WHAT NEEDS TO BE DONE:
Using the listing below, return every line that includes "lower".

##### INPUT MATERIAL

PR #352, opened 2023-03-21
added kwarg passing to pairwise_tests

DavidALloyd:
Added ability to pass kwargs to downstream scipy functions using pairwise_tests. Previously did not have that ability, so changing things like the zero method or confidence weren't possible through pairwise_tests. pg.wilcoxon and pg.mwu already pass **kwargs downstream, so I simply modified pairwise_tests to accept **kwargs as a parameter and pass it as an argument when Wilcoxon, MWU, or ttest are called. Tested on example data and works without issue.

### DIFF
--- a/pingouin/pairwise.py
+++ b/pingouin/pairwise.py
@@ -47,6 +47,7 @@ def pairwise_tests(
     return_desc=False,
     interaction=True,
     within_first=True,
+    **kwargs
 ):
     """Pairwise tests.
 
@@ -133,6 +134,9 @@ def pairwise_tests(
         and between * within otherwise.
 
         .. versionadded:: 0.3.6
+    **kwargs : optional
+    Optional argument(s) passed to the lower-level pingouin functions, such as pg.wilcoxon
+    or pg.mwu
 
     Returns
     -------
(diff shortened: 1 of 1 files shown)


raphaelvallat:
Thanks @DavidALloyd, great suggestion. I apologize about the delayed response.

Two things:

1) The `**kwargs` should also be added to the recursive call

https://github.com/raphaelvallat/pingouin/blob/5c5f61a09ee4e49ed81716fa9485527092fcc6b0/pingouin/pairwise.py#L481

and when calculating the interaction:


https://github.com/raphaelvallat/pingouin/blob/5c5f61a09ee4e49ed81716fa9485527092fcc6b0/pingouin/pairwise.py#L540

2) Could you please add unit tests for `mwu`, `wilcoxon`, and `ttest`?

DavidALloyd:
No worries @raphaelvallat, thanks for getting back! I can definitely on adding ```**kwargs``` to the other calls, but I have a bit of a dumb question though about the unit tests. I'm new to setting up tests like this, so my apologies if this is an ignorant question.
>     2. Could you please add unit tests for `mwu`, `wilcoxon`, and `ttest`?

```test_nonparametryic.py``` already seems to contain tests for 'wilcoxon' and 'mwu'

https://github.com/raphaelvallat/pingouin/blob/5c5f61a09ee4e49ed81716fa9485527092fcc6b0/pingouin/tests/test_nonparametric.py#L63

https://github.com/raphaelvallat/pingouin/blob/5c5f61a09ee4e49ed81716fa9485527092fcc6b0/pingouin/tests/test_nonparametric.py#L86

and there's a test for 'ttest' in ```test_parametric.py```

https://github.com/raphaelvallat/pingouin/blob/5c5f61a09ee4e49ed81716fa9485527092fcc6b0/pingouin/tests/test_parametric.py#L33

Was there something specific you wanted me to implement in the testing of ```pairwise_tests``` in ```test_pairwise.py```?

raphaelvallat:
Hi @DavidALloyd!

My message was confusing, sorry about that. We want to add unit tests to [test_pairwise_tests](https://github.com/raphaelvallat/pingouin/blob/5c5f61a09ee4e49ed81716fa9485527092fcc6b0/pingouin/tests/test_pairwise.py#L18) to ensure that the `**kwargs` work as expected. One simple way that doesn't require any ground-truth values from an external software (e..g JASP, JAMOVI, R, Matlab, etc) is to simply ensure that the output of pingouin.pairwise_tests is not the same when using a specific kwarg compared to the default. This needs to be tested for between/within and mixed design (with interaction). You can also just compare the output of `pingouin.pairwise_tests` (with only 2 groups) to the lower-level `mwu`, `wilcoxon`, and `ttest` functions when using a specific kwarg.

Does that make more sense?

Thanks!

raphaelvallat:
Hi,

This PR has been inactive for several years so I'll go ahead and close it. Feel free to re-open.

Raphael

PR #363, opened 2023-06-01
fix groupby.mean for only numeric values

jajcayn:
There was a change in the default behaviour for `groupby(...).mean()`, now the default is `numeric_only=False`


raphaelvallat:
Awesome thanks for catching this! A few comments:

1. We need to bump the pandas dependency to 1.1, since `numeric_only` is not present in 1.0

##########

ANSWER BELOW:
+    Optional argument(s) passed to the lower-level pingouin functions, such as pg.wilcoxon
My message was confusing, sorry about that. We want to add unit tests to [test_pairwise_tests](https://github.com/raphaelvallat/pingouin/blob/5c5f61a09ee4e49ed81716fa9485527092fcc6b0/pingouin/tests/test_pairwise.py#L18) to ensure that the `**kwargs` work as expected. One simple way that doesn't require any ground-truth values from an external software (e..g JASP, JAMOVI, R, Matlab, etc) is to simply ensure that the output of pingouin.pairwise_tests is not the same when using a specific kwarg compared to the default. This needs to be tested for between/within and mixed design (with interaction). You can also just compare the output of `pingouin.pairwise_tests` (with only 2 groups) to the lower-level `mwu`, `wilcoxon`, and `ttest` functions when using a specific kwarg.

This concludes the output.